Does this mean that TV viewing is encourages active (high involvement) processing in the brain vs. advertising being low involvement (if you buy Heath's argument's)? Or is this just applicable to kids - that TV is so new and engrossing to them that it engages larger portions of their brain.
Posted by: mark | September 28, 2006 at 06:28 PM
We should pay little mind to these studies, and not use them to craft bigger correlations.
I'm sure if you put a clown or a chimp in the corner, the kids would also report less pain.
Posted by: Chip Dwyer | September 28, 2006 at 07:10 PM
TV has a numbing effect on me to ... mainly my brain!
I agree with Chip, these sort of studies have wildly differing results every few years without ever really looking into whether it is TV - or simply having your brain distracted from 'normality' for a period of time.
Reminds me of a study a mate of mine did years ago.
What they did was hook people up to a brainwave reading device and measured attention span when watching ads.

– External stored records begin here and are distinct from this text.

PR #1368, opened 2026-02-21
Find degrees of freedom for `non_central_f` distribution

JacobHass8:
Towards #1305. I've added functions to find parameters `df1` and `df2` because they are nearly identical. 

All the tests are passing, but changing the initial guess for the degrees of freedom that is passed to `bracket_and_solve` causes most tests to fail. Thus, I'm not super confident in the current implementation. I will add more spot checks for a wider range of `df1`/`df2` to make sure things don't break. Perhaps the initial guess should change based on if the different of `p - cdf` is positive or negative? For now, I'm going to leave it though. 

I also had some difficulty with seeing if the function passed to `bracket_and_solve` was rising or falling. I ultimately found that the following worked 
```C++
RealType guess = 1; // Changing this to 20, 200 causes errors! 
std::pair<RealType, RealType> ir = tools::bracket_and_solve_root(
   f, guess, RealType(2), f(guess) < 0 ? true : false, tol, max_iter, pol);
```
where 
```C++
f_degrees_of_freedom_finder<RealType, Policy> f(x, v, nc, find_v1, p < q ? p : q, p < q ? false : true);
```
Essentially, if the difference between `cdf-p` (or is negative then `f` is increasing, and if it is positive then `f` is decreasing. I'm not entirely sure why this works though. 

Could all of this rising/falling be avoided by minimizing the squared difference `(cdf-p)^2`? Maybe this will open up a whole new can of worms though.


JacobHass8:
> So we have two roots, and it's not clear to me that we can reliably determine which way the function slopes?
> 
> One thing I thought of was 1) determine if there is a root in [1, INF), if yes, then find it, otherwise 2) determine if there is a root in (0, 1], if yes then find it, otherwise throw.
> 
> But it's not clear that this will always work, or if 1 is the correct pivot point in all cases.

I'm not entirely sure, but this might be whats going on. If you look at your plot, there is an inflection point at `x=2` where `x` is the first degree of freedom. When `x<2` the function is always decreasing and when `x>2` the function is always increasing. Thus, `x=2` is a special point. For example here's a plot of the cdf for the case you were looking at (nc=1, df2=2)

Figure_1

I think the behavior of the CDF changes when _either_ v1 or v2 = 2. Maybe this makes sense because the mean and variance aren't defined when `v2<2`. 

Then again, I'm not sure why other test cases passed if this is the case. I'll try to dig down and figure out what is going on. As you said, maybe we should check for roots on [0,2] and [2, inf]. I'm surprised that this never came up as an issue in scipy. @dschmitz89 do you know how cdflib handles multiple degrees of freedom being possible?

JacobHass8:
From sparse testing, it seems like there are two roots when $x < \nu_2, \nu_1$. See the plots below. Sorry it's a bit of a data dump. 
<p>

Figure_1
Figure_2
Figure_3
Figure_4
Figure_5
Figure_6

</p>
</details>

JacobHass8:
> > From sparse testing, it seems like there are two roots when x < ν 2 , ν 1 .
> 
> Close, but:
> 
> double v1 = 5; double v2 = 3.5; double nc = 0; double x = 3.5000000001;
> 
> Has two roots and x > v2.

You're right! Even going to x=3.51 there are two roots.

steppi:
`ncfdtridfd` can be useful for sample size calculations for ANOVA. `dfn` would be the number of treatments. `p` the desired power `nc` calculated based on the desired effect size. `x` the critical value from the central F distribution for the desired type 1 error rate. Then `dfd` would be the number of replicates to choose per treatment to achieve the desired power to detect the given effect size at the given type 1 error rate. I suspect that in most (all?) practical examples arising from real sample size calculations, there will only be one root.

I'm struggling to think of a use for `ncfdtridfn` though. The effect size of interest is mixed into `dfn` and `nc`, (`nc` is essentially the expected value of the numerator sum of squares, which depends on both the number of treatments and the treatment effect). So `ncfdtridfn` isn't what one would need to do power calculations for how many groups one can hope to investigate given a fixed sample size or things like that. I'd be reluctant to get rid of it in SciPy just because I can't think of an application offhand though.

JacobHass8:
This also appears to be an issue with the F-distribution when solving for `dfn`. See the below example and plot. Essentially, trying to invert to find `dfn` can yield 2 roots rather than 1. 

Figure_1

```python
dfn = 5
x = 3.51
dfd = 3.5
p = f.cdf(x, dfn, dfd)

dfn = np.linspace(0, 10, num=1000)
cdf1 = f.cdf(x, dfn, dfd)

fig, ax = plt.subplots()
ax.plot(dfn, -(p-cdf1))
ax.hlines(0, 0, 10, ls='--', color='k')
ax.set_xlabel('dfn')
ax.set_ylabel("cdf-p")
plt.show()
```
I'll try to investigate if there are any regimes where we can get 2 roots when inverting for `dfd`.

JacobHass8:
Yup, unfortunately this also happens when inverting for `dfd`.
Figure_1
```python
dfn = 6
x = 0.5
dfd = 4
p = f.cdf(x, dfn, dfd)

dfd = np.linspace(0, 10, num=1000)
cdf1 = f.cdf(x, dfn, dfd)

fig, ax = plt.subplots()
ax.plot(dfd, (p-cdf1))
ax.hlines(0, 0, 10, ls='--', color='k')
ax.set_xlabel('dfd')
ax.set_ylabel("p-cdf")
plt.show()
```

jzmaddock:
>In any case, I'm not sure how the boost maintainers feel about only including one root. CDFLIB in scipy returns the upper root, whereas there are several test cases already implemented in boost that want the lower root. I could simply ignore these test cases, but that feels like cheating.

Apologies for the radio silence - I think we left a lot of these out because we couldn't decide what people would actually _want_.  If there are already tests looking for the lower root, those are probably a mistake, simply because we might not have realised there were two available.

If there's a way to guarantee to find the upper root (when available), then I'm happy if we always return that.  I guess the question is whether we can always bracket the upper root?  There may also be arguments where we just graze the origin and the upper and lower roots are impossibly close together?  I'm not sure that our (or any) root finding algorithms are really designed for that.

dschmitz89:
@JacobHass8 @jzmaddock  I had a look at this for the regular F distribution with LLM assistance. It boils down to finding out if the CDF is monotonic with respect to the degrees of freedom parameter. I could not come up with a way to decide this using some rule but we can do so numerically by simply searching the maximum CDF value via optimization and comparing it to the asymptotic value.

Scipy Notation: dfn -> v1, dfd -> v2

Asymptotically, for $dfd\to\infty F(x|dfn, dfd)=\chi^2(dfn * x | dfn)$ the F distribution becomes a chi squared distribution. If the maximal value for the CDF is larger than this, we have a non monotonic case. See the figure below.

<p>

```python
from scipy.stats import f, chi2
from scipy.optimize import minimize_scalar
import numpy as np
import matplotlib.pyplot as plt

dfn = 4
x = 2
dfd = 8
p = f.cdf(x, dfn, dfd)
print(f"CDF at x={x}, dfn={dfn}, dfd={dfd} is {p:.6g}")
dfd = np.linspace(0, 100, num=10000)
cdf1 = f.cdf(x, dfn, dfd)

# asymptotic value as dfd -> inf is chi2.cdf(x*dfn, dfn)
p_inf_dfd = chi2.cdf(x=x*dfn, df=dfn)

def neg_cdf(dfd_):
	return -f.cdf(x, dfn, dfd_)

res = minimize_scalar(neg_cdf, bounds=(1e-20, 1e2), method='bounded')
max_cdf = f.cdf(x, dfn, res.x)

print(f"CDF asymptotic  = {p_inf_dfd:.6g}")
print(f"CDF maximum   = {max_cdf:.6g} at dfd = {res.x:.4g}")

# Optional: plot CDF, asymptote, and maximum
fig2, ax2 = plt.subplots()
ax2.plot(dfd, cdf1, label='CDF(x; dfn, dfd)')
ax2.axhline(p_inf_dfd, color='r', ls='--', label='Infinite dfd limit')
ax2.axhline(max_cdf, color='g', ls=':', label='Max CDF')
ax2.axvline(res.x, color='g', ls=':')
ax2.set_xlabel('dfd')
ax2.set_ylabel('CDF')
ax2.set_title(f'CDF of F-distribution at x={x}, dfn={dfn}')
ax2.legend()
plt.show()
``` 

</p>
</details> 

image

image

Suppose we have solved this problem then and we know if the problem has one or two roots. What to do with the two roots case? I think there are two possibilities:

* return `NaN`
* return a helpful error message

What do you think?

jzmaddock:
Thanks @dschmitz89 for looking into this, just thinking out loud here, I wonder if we've missed the obvious: lets call the function we're root finding `F(df)`, then based on the graphs above we have three cases:

1) `F(small) > 0` and `F(large) > 0` : this is the case with two roots.
2) `F(small) < 0` and `F(large) > 0` : one root and the "regular case". 
3) `F(small) > 0` and `F(large) < 0` : this is the case with one root very close to zero.

Cases 1 and 3 are simple enough, and now we have the direction of the slope for the bracketing routine as well.  Something like `large = sqrt(tools::max_value<T>())` and `small = 1 / large` might do the trick?

So now we just need to deal with (1), options are:

1) Return the result of `policies::evaluation_error(args...)` : this gives us either a NaN or an exception depending on what the user has requested.
2) Start at an arbitrary value (say 1) and use doubling/halving to bracket one particular root (the upper one?) and return that.  Unless there are cases with no root at all?

BTW I'm not too bothered about preserving current behaviour, as that's wrong (50% of the time) anyway.

I'm also assuming that the forth option for F(small) and F(large) doesn't happen in this case ;)

dschmitz89:
> Thanks @dschmitz89 for looking into this, just thinking out loud here, I wonder if we've missed the obvious: lets call the function we're root finding `F(df)`, then based on the graphs above we have three cases:
> 
> 1. `F(small) > 0` and `F(large) > 0` : this is the case with two roots.
> 2. `F(small) < 0` and `F(large) > 0` : one root and the "regular case".
> 3. `F(small) > 0` and `F(large) < 0` : this is the case with one root very close to zero.
> 
> Cases 1 and 3 are simple enough, and now we have the direction of the slope for the bracketing routine as well. Something like `large = sqrt(tools::max_value<T>())` and `small = 1 / large` might do the trick?
> 
> So now we just need to deal with (1), options are:
> 
> 1. Return the result of `policies::evaluation_error(args...)` : this gives us either a NaN or an exception depending on what the user has requested.
> 2. Start at an arbitrary value (say 1) and use doubling/halving to bracket one particular root (the upper one?) and return that.  Unless there are cases with no root at all?
> 
> BTW I'm not too bothered about preserving current behaviour, as that's wrong (50% of the time) anyway.
> 
> I'm also assuming that the forth option for F(small) and F(large) doesn't happen in this case ;)

I would go with the evaluation error. This will otherwise quickly lead to silent fails in actual statistical workflows.

You mentioned current behavior: which functions in boost are currently affected by a similar problem? Do we have other parameter finders with ambigous results?

jzmaddock:
>You mentioned current behavior: which functions in boost are currently affected by a similar problem? Do we have other parameter finders with ambigous results?

I'm not sure, I dimly remember @JacobHass8 mentioning one but I could be wrong.  It's one of those things that could lurk unnoticed for years until someone finds the one test case that breaks.

JacobHass8:
> > You mentioned current behavior: which functions in boost are currently affected by a similar problem? Do we have other parameter finders with ambigous results?
> 
> I'm not sure, I dimly remember @JacobHass8 mentioning one but I could be wrong. It's one of those things that could lurk unnoticed for years until someone finds the one test case that breaks.

I think that the F-distribution has similar issues (https://github.com/boostorg/math/pull/1368#issuecomment-3948523635, https://github.com/boostorg/math/pull/1368#issuecomment-3948613793)  but the "find degrees of freedom" functions aren't defined for the F-distribution in boost. Maybe the noncentral chi-squared distribution would have this issue as well?

JacobHass8:
> Thanks @dschmitz89 for looking into this, just thinking out loud here, I wonder if we've missed the obvious: lets call the function we're root finding `F(df)`, then based on the graphs above we have three cases:
> 
>     1. `F(small) > 0` and `F(large) > 0` : this is the case with two roots.
> 
>     2. `F(small) < 0` and `F(large) > 0` : one root and the "regular case".
> 
>     3. `F(small) > 0` and `F(large) < 0` : this is the case with one root very close to zero.
> 
> 
> Cases 1 and 3 are simple enough, and now we have the direction of the slope for the bracketing routine as well. Something like `large = sqrt(tools::max_value<T>())` and `small = 1 / large` might do the trick?
> 
> So now we just need to deal with (1), options are:
> 
>     1. Return the result of `policies::evaluation_error(args...)` : this gives us either a NaN or an exception depending on what the user has requested.
> 
>     2. Start at an arbitrary value (say 1) and use doubling/halving to bracket one particular root (the upper one?) and return that.  Unless there are cases with no root at all?
> 
> 
> BTW I'm not too bothered about preserving current behaviour, as that's wrong (50% of the time) anyway.
> 
> I'm also assuming that the forth option for F(small) and F(large) doesn't happen in this case ;)

I implemented a check to see if F(small) and F(large) have different signs. If this is the case, then there should be only one root. If they have the same sign, then there is either no root or two roots. In this case, the function throws an evaluation error. 

I only wrote one spot check because that was the one I found that had one root. The previously implemented spot checks sometimes have two roots.

include/boost/math/distributions/non_central_f.hpp
```diff
@@ -80,6 +81,83 @@ namespace boost
...
+
+            // There are times when f has two roots - thus, two degrees of freedom can
+            // be found. We find this case by checking if the sign of f for large and 
+            // small values of v have the same sign. If the sign is the same, then there 
+            // are an even number of roots. If the signs differ, there is only one root
+            // and we can safely find the root.
+            RealType vLarge = sqrt(boost::math::tools::max_value<RealType>());
+            RealType vSmall = 1 / vLarge;
+
+            if ((f(vLarge) < 0) == (f(vSmall) < 0)){
```
dschmitz89: Can we be confident that `f(vLarge)` is well-behaved? For many distributions computations fail for such extreme values. An alternative would be to use an asymptomatic expression similar to https://github.com/boostorg/math/pull/1368#issuecomment-4366384872.

JacobHass8: For the sparse testing I did here, `f(vLarge)` only breaks for `boost::math::real_concept` types. That's not to say it's perfect otherwise. 

Does the asymptotic chi-squared distribution not involve `vLarge` which makes it more stable? That seems reasonable to me. I wonder if there is a similar expansion for dfn -> 0.

dschmitz89: I just asked the LLM of my choice to extend my script for the F distribution and it confirmed that the noncentral F asymptotically becomes a noncentral chi squared distribution. For the `v2` case we get

image

<p>

```python
from scipy.stats import ncf, ncx2
from scipy.optimize import minimize_scalar
import numpy as np
import matplotlib.pyplot as plt

dfn = 4
nc = 2.0  # noncentrality parameter
x = 0.3
dfd_vals = np.linspace(1e-5, 200, num=1000)
cdf_vals = ncf.cdf(x, dfn, dfd_vals, nc)

# asymptotic value as dfd -> inf is ncx2.cdf(x*dfn, dfn, nc)
p_inf_dfd = ncx2.cdf(x=x*dfn, df=dfn, nc=nc)

def neg_cdf(dfd_):
    # Using a small lower bound as cdf is often not defined for dfd <= 0
    return -ncf.cdf(x, dfn, dfd_, nc)

res = minimize_scalar(neg_cdf, bounds=(1e-5, 1e4), method='bounded')
max_cdf = ncf.cdf(x, dfn, res.x, nc)

print(f"Noncentral F CDF at x={x}, dfn={dfn}, nc={nc}")
print(f"CDF asymptotic (dfd -> inf) = {p_inf_dfd:.6g}")
print(f"CDF maximum                = {max_cdf:.6g} at dfd = {res.x:.4g}")

# Optional: plot CDF, asymptote, and maximum
fig, ax = plt.subplots()
ax.plot(dfd_vals, cdf_vals, label='ncf.cdf(x; dfn, dfd, nc)')
ax.axhline(p_inf_dfd, color='r', ls='--', label='Infinite dfd limit (ncx2)')
ax.axhline(max_cdf, color='g', ls=':', label='Max CDF')
ax.axvline(res.x, color='g', ls=':')
ax.set_xlabel('dfd')
ax.set_ylabel('CDF')
ax.set_title(f'CDF of Noncentral F-distribution at x={x}, dfn={dfn}, nc={nc}')
ax.legend()
plt.show()
``` 

</p>
</details> 

This should be more stable than choosing some arbitrary large value in my opinion.

JacobHass8: > This should be more stable than choosing some arbitrary large value in my opinion.

Yeah, that should be _way_ more stable. Good catch! I'll implement that and hopefully it will fix the `real_concept` type issues.

JacobHass8: I added this approximation in so I'm going to close this.

JacobHass8:
@jzmaddock I think this is ready to merge if you have the chance to review it!

include/boost/math/distributions/non_central_f.hpp
```diff
@@ -107,6 +108,16 @@ namespace boost
             bool comp;
          };
 
+         template <class RealType, class Policy>
+         RealType large_v2_approximation(RealType x, RealType v1, RealType p, RealType q)
+         { // For v2 -> inf approximate f_degreese_of_freedome_finder with chi squared distribution 
+           // with degrees of freedom v1 at the cdf at x * v1
+               bool comp = p < q ? false : true;
+               RealType pval =  p < q ? p : q;
+               chi_squared_distribution<RealType, Policy> d(v1);
```
dschmitz89: Should this be the noncentral chi squared or the regular chi squared distribution? I have not formally checked the math.

JacobHass8: You're right. Here's a thread that shows it https://stats.stackexchange.com/questions/571682/what-is-f-k-infty-i-e-f-distribution-when-the-second-degree-of-freedom

include/boost/math/distributions/non_central_f.hpp
```diff
@@ -80,6 +82,103 @@ namespace boost
...
+            }
+            f_degrees_of_freedom_finder<RealType, Policy> f(x, v, nc, find_v1, p < q ? p : q, p < q ? false : true);
+
+            // There are times when f has two roots - thus, two degrees of freedom can
+            // be found. We find this case by checking if the sign of f for large and 
+            // small values of v have the same sign. If the sign is the same, then there 
+            // are an even number of roots. If the signs differ, there is only one root
+            // and we can safely find the root.
+            RealType vLarge = sqrt(boost::math::tools::max_value<RealType>());
+            RealType vSmall = 1 / vLarge;
```
dschmitz89, line 149: Are we using an asymptotic expression for `v1` but not for `v2`? 

It might be easier to split this over two PRs instead of one to make review easier.

JacobHass8: Yes, we're only using the asymptotic expression when solving for `v1`. This is because I can't find an expression for the distribution as `v1` -> infinity. 

We could split it up, but the asymptotic approximation is the only place where these functions differ. Otherwise, you just need to swap the order of `v1` and `v2`.

test/test_nc_f.cpp
```diff
@@ -369,6 +369,48 @@ void test_spots(RealType, const char* name = nullptr)
...
+   // Check find_v1/v2 edge cases
+   // Case when P=1 or P=0
+   nc = 2;
+   BOOST_MATH_CHECK_THROW(dist.find_v1(x, b, nc, 1), std::domain_error);
+   BOOST_MATH_CHECK_THROW(dist.find_v1(x, b, nc, 0), std::domain_error);
+   // Case when Q=1 or Q=0
+   BOOST_MATH_CHECK_THROW(dist.find_v1(boost::math::complement(x, b, nc, 1)), std::domain_error);
+   BOOST_MATH_CHECK_THROW(dist.find_v1(boost::math::complement(x, b, nc, 0)), std::domain_error);
+   // Check very small values of x an evaluation error is thrown
+   x = boost::math::tools::epsilon<long double>() / 10;
```
jzmaddock: Use of `epsilon<long double>` is tripping up the SYCL tests since long double is not supported on the device, maybe just hard code a small value like 1e-35 here?

jzmaddock:
Apart from my one comment on `long double` this all looks good to go to me.  Thanks @JacobHass8 !

dschmitz89:
Thanks a lot again @JacobHass8 for pushing this close to the finish line. Could you tell how to catch the ambiguous cases for the future SciPy wrapper?

test/test_nc_f.cpp
JacobHass8: I'm not sure why this was `long double` in the first place. I changed it to `RealType`. Let's see if that changes things.

jzmaddock:
Many thanks @JacobHass8 for pushing this one to completion, merging...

Unsuprisingly, the brains interest seemed to take a rather drastic dip when the branding came on.
The best bit was that when Toddy told the client the findings, he was told it obviously meant people were bored after about 15 seconds of television viewing so they had to place the branding of their commercials within the first 5 seconds.
When Toddy told him that he thought it was more to do with the branding than the timing, the client demanded him off the biz.
Genius ... another example of brainfuckwitism at work.